Ana içeriğe atla

KUR'AN İLE ARAMIZA ÖRDÜĞÜMÜZ, YÜKSEK DUVARLARIN FARKINDA MIYIZ?

                                      


Benim yazdığım tüm yazılarımın, tek bir amacı vardır, oda ben Müslümanım diyen tüm kardeşlerimi, batıl ve hurafeden uzak, Kur’an’ı anlayarak düşünerek okumaya ve yalnız onun ipine sarılmaya davet etmektir. Dini Allah’ın kitabına nispetle yaşayabilmeleri için, farkındalık yaratabilmektir. Müslüman olmanın olmazsa olmazı olan, MÜMİN olabilmek için çaba harcanmasına vesile olmak her Müslümanın görevidir. Çünkü asıl amaç yalnız Müslüman olmak değil, MÜMİN OLMAKTIR. Müminde yalnız Allah’a dayanır,  güvenir yalnız Allah’tan yardım ister ve yalnız Allah’ın kitabına sarılır.  Din adına sarılacak başka kitaplar arayanlar, Kur’an’a göre  MÜŞRİKTİR.

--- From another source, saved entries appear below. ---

PR #6115, opened 2024-07-31
feat(portal): Time based policies

AndrewDryga:
Flows authorized by time-based policies will now expire at the latest time permitted by the policy.

### DIFF
--- a/elixir/apps/domain/lib/domain/flows.ex
+++ b/elixir/apps/domain/lib/domain/flows.ex
@@ -32,7 +32,7 @@ defmodule Domain.Flows do
     with :ok <- Auth.ensure_has_permissions(subject, Authorizer.create_flows_permission()),
          {:ok, resource} <-
            Resources.fetch_and_authorize_resource_by_id(resource_id, subject, opts),
-         {:ok, policy} <- fetch_conforming_policy(resource, client) do
+         {:ok, policy, conformation_expires_at} <- fetch_conforming_policy(resource, client) do
       flow =
         Flow.Changeset.create(%{
           token_id: token_id,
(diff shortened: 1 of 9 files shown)


elixir/apps/domain/lib/domain/flows.ex
```diff
@@ -32,7 +32,7 @@ defmodule Domain.Flows do
     with :ok <- Auth.ensure_has_permissions(subject, Authorizer.create_flows_permission()),
          {:ok, resource} <-
            Resources.fetch_and_authorize_resource_by_id(resource_id, subject, opts),
-         {:ok, policy} <- fetch_conforming_policy(resource, client) do
+         {:ok, policy, conformation_expires_at} <- fetch_conforming_policy(resource, client) do
```
jamilbk, line 35: TIL conformation is a word 😆

jamilbk (approved):
LGTM

elixir/apps/domain/lib/domain/policies/condition/evaluator.ex
```diff
@@ -6,113 +6,183 @@ defmodule Domain.Policies.Condition.Evaluator do
...
         end)
 
       {:error, _reason} ->
-        false
+        nil
     end
   end
 
+  # Merge ranges, eg. 4-11,11-22 = 4-22
+  defp merge_joint_time_ranges(time_ranges) do
```
jamilbk: Would it be a good idea to mark this function public and have a few unit tests just for it?

AndrewDryga: @jamilbk we have a few cases that test this indirectly but I'll add a few unit tests directly for it too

Bizler yaşam telâşe sine öyle kapılmış, nefsimizin öyle bir esiri olmuşuz ki, yaşarken bir imtihandan geçtiğimizi, bildiğimiz halde aklımıza bile getirmiyoruz. Hatırlayanların çoğunluğu da ne yazık ki imtihanını, edindiği velilere, şeyhlere, hoca efendilere tabi olup, onlara havale ederek sorgusuzca yaşayıp gidiyor. Çoğunluk buna inanıyor sözleri, ne yazık ki Kur’an’ın uyarısından uzak sorgusuzca yaşanıyor. Halbuki Allah bu konuda uyarıyor ve güvenilecek, yardım istenecek, ardı sıra gidilecek veliniz yalnız benim, tabi olacağınız kitap yalnız Kur’an’dır, sakın çoğunluğa uymayın sizleri dinden saptırılar diye bizleri uyarıyor. Allah gönderdiği rehberden, Kur’an’dan bahsederken, SİZLERİ İMTİHAN ETTİĞİM KİTAP DİYE AÇIKLIK GETİRİR. Bu kitapta hiç bir şeyi eksik bırakmadım, her konuda gereken örnekleri verdim diye de, üstüne basa basa birçok kez söyler. Fakat bizler ne yazık ki, Kur’an ile bağımızı kuramadığımızdan dolayı, bu gerçeklerin farkında da olamıyoruz. Rivayet inançlarımızı aklayabilmek için, ayetlerde geçen kelimelere öyle anlamlar veriyoruz ki, ellerimizle farkında omadan Kur’an’da çelişki yaratıyoruz. ASLINDA ÇELİŞKİ KUR’AN’DA DEĞİL, BİZLERİN KAFALARIMIZDA YARATTIMIZ İNANÇLARIMIZDADIR

Lütfen şu soruyu kendimize soralım. Allah bizleri madem Kur’an’dan sorumlu tuttuğunun hükmünü veriyor, sizce bu kitapta, bizlere inancımız adına vermediği, açıklamadığı, hiç bahsetmediği detaylardan sorumlu tutar mı? Ya da Rabbimiz namaz kılın, oruç tutun, zekât verin emrini verdikten sonra, tüm bu ibadetlerin gereken izahını yeteri kadar yapmadığını söylememiz, Kur’an’ın özüne, Allah’ın adalet anlayışına uyuyor mu? Yazımın konusuna gelince. Bazı kardeşlerim İslam’ı ONLARA ANLATILAN ATALARININ İNANÇLARI ETKİNDE öyle farklı algılıyor ki, aşağıdaki düşünceler, İslam toplumumuzda genel kabul görüyor.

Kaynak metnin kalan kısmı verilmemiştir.